**INFORMATION SUPPLIED**
== Segment start ==

PR #1985, opened 2026-08-22
fix(server): keep websocket heartbeat live during request dispatch

### LINKED ISSUE #1984: server: WebSocket heartbeat can close healthy connections while a long RPC is being handled
## Problem

In `crates/harness-server/src/websocket.rs` (`handle_socket`), the JSON-RPC request handler is awaited **inside** the `tokio::select!` read arm:

```rust
msg = ws_stream.next() => {
    ...
    Ok(req) => router::handle_request(&state, req).await,
```

While a slow RPC runs (agent-facing calls routinely take seconds to minutes), the select loop cannot service other branches:

1. Heartbeat Ping is sent, `pong_pending = true`.
2. Client answers Pong promptly — but the frame sits unread because the loop is inside `handle_request`.
3. The next heartbeat tick becomes due. When the handler finally returns, both the buffered Pong and the tick are ready; `tokio::select!` picks randomly, and the tick branch sees `pong_pending == true` → **healthy connection closed as stale**, mid-session.

Any request whose duration crosses a heartbeat boundary has up to ~50% chance of killing the connection even when the client is perfectly responsive.

## Proposed fix

Move request dispatch onto a serialized worker task fed by a bounded channel:

- Main select loop only reads frames and forwards request texts via `try_send` — Pong frames and heartbeat ticks are serviced within microseconds regardless of handler duration.
- A single worker preserves today's strict FIFO response ordering (no concurrent dispatch semantics change).
- Bounded backlog (e.g. 16): when full, respond with a JSON-RPC error instead of growing memory without bound or stalling the heartbeat (fail-closed backpressure, consistent with the alerting B-011 pattern).
- Worker is aborted alongside `send_task`/`notif_task` when the connection closes.

## Regression tests

The existing tests drive a real tungstenite client against a bound listener with configurable heartbeat interval. To reproduce deterministically the loop needs an injectable slow responder, so the per-connection loop should take the request handler as a closure (production passes `router::handle_request`, tests pass a sleeping one):

1. Client answers every Ping; a request whose handler sleeps > 2×interval → connection must survive.
2. Silent client → connection closed after missed pong (existing behavior preserved).

majiayu000:
## Problem

JSON-RPC request handlers ran inline inside the connection loop's `tokio::select!` arm (`websocket.rs`). A slow handler — a long agent call, a blocked store query — delayed Pong servicing and heartbeat ticks. When the handler returned, tokio's random selection among ready branches could observe `pong_pending` still set from an earlier Ping and kill a **healthy** connection that had answered every Pong it was given the chance to answer. The longer handlers run, the higher the false-positive risk; with multi-minute agent turns this is close to guaranteed disconnects.

Closes #1984.

## Fix

Move dispatch off the connection loop onto a serialized per-connection worker task:

- `websocket_dispatch::dispatch_requests` handles queued requests one at a time (preserving today's strict FIFO response ordering), but on its own task — the connection loop only forwards frames, services Pongs, and ticks the heartbeat.
- Requests are forwarded through a bounded channel (`WS_REQUEST_BACKLOG = 16`). When the backlog is full the server rejects with a JSON-RPC internal error instead of growing memory without bound.
- The worker is aborted alongside `send_task`/`notif_task` when the loop exits.

Housekeeping: the shared test fixture (`AppState` builder + sandbox-tolerant TCP/WS client helpers) moved out of `websocket.rs` into `websocket_test_support.rs`, keeping both files under the size limit while letting the new dispatch-worker tests reuse the same fixture. One stale env-audit allowlist entry moved with it.

## Verification

Local throwaway PostgreSQL (port 5433), fresh runs:

- `cargo fmt --all --check` ✅
- `cargo clippy --workspace --all-targets -- -D warnings` ✅
- `cargo test -p harness-server --lib`: **1629 passed, 0 failed** ✅
- `cargo test -p harness-core --lib`: 681 passed (env audit updated accordingly) ✅
- New tests: pipelined requests answered in order over the real socket (E2E); dispatch-worker ordering + parse-error resilience (unit).

Known limitation, noted on the issue: a deterministic E2E reproduction of the exact heartbeat race needs an injectable slow responder — no production RPC handler sleeps controllably today. The structural fix removes the stall window outright; handler-injection can be a follow-up if we want belt-and-braces regression coverage.


majiayu000:
Pushed 5885c01f addressing the review findings:

- **Storage Legacy Openers failure**: `make_test_state_with_config` now carries an explicit `#[cfg(test)]` — the guard's scanner doesn't see the module-level `#![cfg(test)]` in lib.rs, but does honor per-item cfg(test) as legitimate test context. Guard passes locally; no allowlist changes.
- **Shutdown abort**: teardown now closes the request queue and gives the dispatch worker a bounded 5s window (`WS_DISPATCH_DRAIN_GRACE`) to finish its in-flight handler and drain queued requests, then gives the sender task a bounded window to flush pending frames before the sink drops. Cancels only on grace expiry.
- **Backlog rejections with id:null**: rejection responses now echo the request id mined from the raw frame via `codec::decode_request` (unparseable frames keep id null). Outbound writes remain non-blocking (unbounded-channel send, drop-on-closed).

majiayu000:
Pushed c446e518: integration merge with main. #2000's module split (mod/connection/origin) and #1996 bounded-outbound landed first, so this resolves the semantic conflict by keeping the serialized dispatch worker (main's inline dispatch would have re-broken GH-1984 — long calls starved heartbeat ticks) and adopting #1996's bounded outbound queue + slow-client close on top: `dispatch_requests` now writes into the bounded queue and raises the backlog-close flag on overflow; teardown keeps the bounded graceful drain. Env-audit allowlist resolved as main's set plus the websocket_test_support.rs swap (helpers consolidated back there).

Verified against a disposable local PostgreSQL 16: websocket suite 15/15 including `websocket_closes_connection_when_outbound_backlog_overflows` (#1996) and `websocket_pipelined_requests_answered_in_order` (GH-1984); raw_process_env_reads audit and storage-opener guard green; workspace clippy -D warnings + fmt clean.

== Segment end ==

**TASK DESCRIPTION**
Return word for word the lines above from the line with "- Requests are" to the line with "0 failed** ✅", including both and leaving out all others.

**REPLY TO THE EXERCISE**
- Requests are forwarded through a bounded channel (`WS_REQUEST_BACKLOG = 16`). When the backlog is full the server rejects with a JSON-RPC internal error instead of growing memory without bound.
- The worker is aborted alongside `send_task`/`notif_task` when the loop exits.

Housekeeping: the shared test fixture (`AppState` builder + sandbox-tolerant TCP/WS client helpers) moved out of `websocket.rs` into `websocket_test_support.rs`, keeping both files under the size limit while letting the new dispatch-worker tests reuse the same fixture. One stale env-audit allowlist entry moved with it.

## Verification

Local throwaway PostgreSQL (port 5433), fresh runs:

- `cargo fmt --all --check` ✅
- `cargo clippy --workspace --all-targets -- -D warnings` ✅
- `cargo test -p harness-server --lib`: **1629 passed, 0 failed** ✅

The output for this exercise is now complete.